# Two Questions



## Phil306 (May 14, 2013)

1. I've read about the need not to have a visa, if you are in Italy for 90 days or less. Now, can I leave Italy and go to another EU country for the 90 day break, then return to Italy? Or must the 90 day break be outside of the EU?

2. I am going to assume (I know what that does to a person), Rome and the Tuscany areas are the most expensive. Housing, cost of living, etc. However, does anyone know the average income for someone who lives here?

Just your run of the mill income, in Euro's, for a person living in Rome/Tuscany. 2,000 Euro's a month? 3,000 Euro's?

Thank you in advance for the information.


----------



## NickZ (Jun 26, 2009)

You need to leave the Schengen zone. Today that's much but not all of the EU. You could go to the UK ,Ireland and some eastern European countries. But even the Swiss are in the zone.

Much less. There are parts of Rome that are fairly low income. Not all Tuscany is Chiantishire.


----------



## Phil306 (May 14, 2013)

NickZ said:


> You need to leave the Schengen zone. Today that's much but not all of the EU. You could go to the UK ,Ireland and some eastern European countries. But even the Swiss are in the zone.
> 
> Much less. There are parts of Rome that are fairly low income. Not all Tuscany is Chiantishire.
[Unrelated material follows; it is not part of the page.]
PR #9992, opened 2023-12-02
Updates documentation in EntityEquipment.java

### LINKED ISSUE #9867: EntityEquipment drop chances docs are wrong or missing API
The docs for the EntityEquipment drop chance-related methods all say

Thank you. They sure don't make it easy. My issue is slightly different (I think). I'd like to spend 4-6 months in several different EU countries, after I retire in a few years. I'd have the whole pension, money issue handled, so I wouldn't be taking any resources from any country. It just seems this isn't possible.


----------



## BBCWatcher (Dec 28, 2012)

It's possible, sort of. You would need to get a national visa in the country where you want to spend the most time and assuming the country allows foreign retirees. Some do. Examples include Italy ("elective residency") and the countries with home buying programs for foreigners (Ireland, Portugal, and Spain among them). Once you have legal residence in one of these countries you are permitted visits of up to 90 days in other EU/Schengen countries. The "180 day" rule is set aside, so in principle you could, for example, live in Italy, visit France for 90 days, go back to Italy for 5 minutes, then visit France again for 90 days. You must also honor the national residence permit terms and renewal requirements. In Italy, for example, that means periodically renewing a PdS (temporary residence permit) which requires being physically present in Italy.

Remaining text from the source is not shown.